Directed by local theatre and film veteran Dane Rhodes, the production runs through March 11. See bayouplayhouse.com for details.



Rivertown – where musical theatre thrives


A touring production of “Phantom of the Opera” comes to the Saenger this spring.


“We are thrilled to be in our seventh season with the incredible support and response from our loyal and ever-growing patrons,” says co-artistic director Kelly Fouchi at Rivertown Theatres for the Performing Arts.

Sold-out houses have been common at the Kenner theatres this season, and Fouchi says she and co-artistic director Gary Rucker intend to keep it that way. “Our goal is to continue to present productions that are full of high entertainment value featuring some of the area’s most talented performers,” she says.

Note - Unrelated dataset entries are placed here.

PR #848, opened 2026-04-10
Fix async signal safety undefined behavior in waitForShutdown()

caguero:
# 🦟 Bug fix

`waitForShutdown()` previously called `std::mutex::lock()`, `std::mutex::unlock()`, and `std::condition_variable::notify_all()` from inside its `SIGINT`/`SIGTERM` handler. Today I learned that none of these are on POSIX's async-signal-safe list (`signal-safety(7)`), so the behavior was undefined on Linux/macOS 🤯.
                                                                                                                                                        
This patch replaces the mutex/CV machinery with the **self-pipe trick**: the signal handler does only an async-signal-safe `write()` of one byte to a pipe, and `waitForShutdown()` blocks on `read()` of the read end. Instant wakeup, no polling, no locks, no undefined behavior.

## Checklist
- [x] Added tests

Generated-by: Claude Opus 4.6

### DIFF
--- a/src/WaitHelpers.cc
+++ b/src/WaitHelpers.cc
@@ -16,10 +16,17 @@
 */
 
 #include <algorithm>
-#include <condition_variable>
+#include <cerrno>
 #include <csignal>
-#include <mutex>
+#include <string>
 #include <vector>
+
+#ifdef _WIN32
+  #include <io.h>
+  #include <fcntl.h>
+#else
+  #include <unistd.h>
+#endif
 
 #include "gz/transport/WaitHelpers.hh"
 #include "gz/transport/Node.hh"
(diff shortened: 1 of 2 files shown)


iche033 (commented):
the signal handler in gz-common also has the self-pipe design (https://github.com/gazebosim/gz-common/pull/618). Not sure if it's worth switching to that or if you prefer to keep the version here.

caguero:
> the signal handler in gz-common also has the self-pipe design ([gazebosim/gz-common#618](https://github.com/gazebosim/gz-common/pull/618)). Not sure if it's worth switching to that or if you prefer to keep the version here.

Do you mean copying the code to keep the same implementation? I don't think we want to depend on gz-common.

iche033:
> > the signal handler in gz-common also has the self-pipe design ([gazebosim/gz-common#618](https://github.com/gazebosim/gz-common/pull/618)). Not sure if it's worth switching to that or if you prefer to keep the version here.
> 
> Do you mean copying the code to keep the same implementation? I don't think we want to depend on gz-common.

ah yes forgot gz-common is not a gz-transport dependency

iche033 (approved):

caguero:
@Mergifyio backport gz-transport15 gz-transport14 gz-transport13 ign-transport11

Local audiences are sure to be charmed by a favorite that’s now on stage. “Steel Magnolias (through March 18) is considered by some to be a rite of passage for lovers of musical theatre, and if you have already seen it, repeating the experience is almost mandatory. Six women come together in a small north Louisiana town, and at their center is Shelby, a newly married and pregnant young woman who is about to be confronted by a terrible decision. Ricky Graham directs a production filled with loads of hometown flavor.

Up next is “Mary Poppins Jr.” (April 6-15), a heartwarming and delightful story set in 1910 England. One of the most popular movies and musicals of all time, the work is a “practically perfect” Broadway Junior musical that kids and their parents will love.

The main stage series wraps up with one of the funniest and whackiest musicals of all time, “Little Shop of Horrors” (May 4-20). You can feed the need for musical hilarity with this sci-fi smash about a man-eating plant. It’s a deviously delicious Broadway and Hollywood musical that has devoured the hearts of theatre goers for decades.

Rivertown’s directors recently announced their next season of shows, beginning in fall 2018. The lineup includes Meredith Willson’s “The Music Man’ in September, followed by a nutty and hilarious crowd-pleaser to celebrate New Orleans’ tricentennial, “Gone Pecans!”

Coming in December is a delightful musical tradition with “Let it Snow.”

Looking ahead to 2019, Rivertown will present “Greater Tuna” (where the Lions Club is too liberal and Patsy Cline never dies!); “Into the Woods,” an epic fairytale from the Brothers Grimm; and “Me and My Girl,” a grand old musical comedy.

Rucker and Fouchi recognize how important it is to the future of musical theatre to bring youngsters into the fold and engage them in the creative process. Each summer Rivertown teams up with Encore Studio of Dance, Tumbling, Music and Theater to hold two camps.
Boys and girls entering the third grade can sign up for a camp running May 29-June 17 that will culminate in performances of “Joseph and the Amazing Technicolor Dreamcoat” that gives the kids a chance to show their stuff in a tuneful, high-energy production that mixes disco, rock ‘n’ roll, country, hip hop and more. University-trained theater professionals lead the camps and work one-on-one with students to keep them engaged and learning.

A second camp program, running July 9-29, focuses on boys and girls entering the sixth grade and will end with performances of “Beauty and the Beast Jr.” The production includes professional set pieces, props, costumes and special effects that will give kids a true taste of what it’s like to participate in a professional theatre production.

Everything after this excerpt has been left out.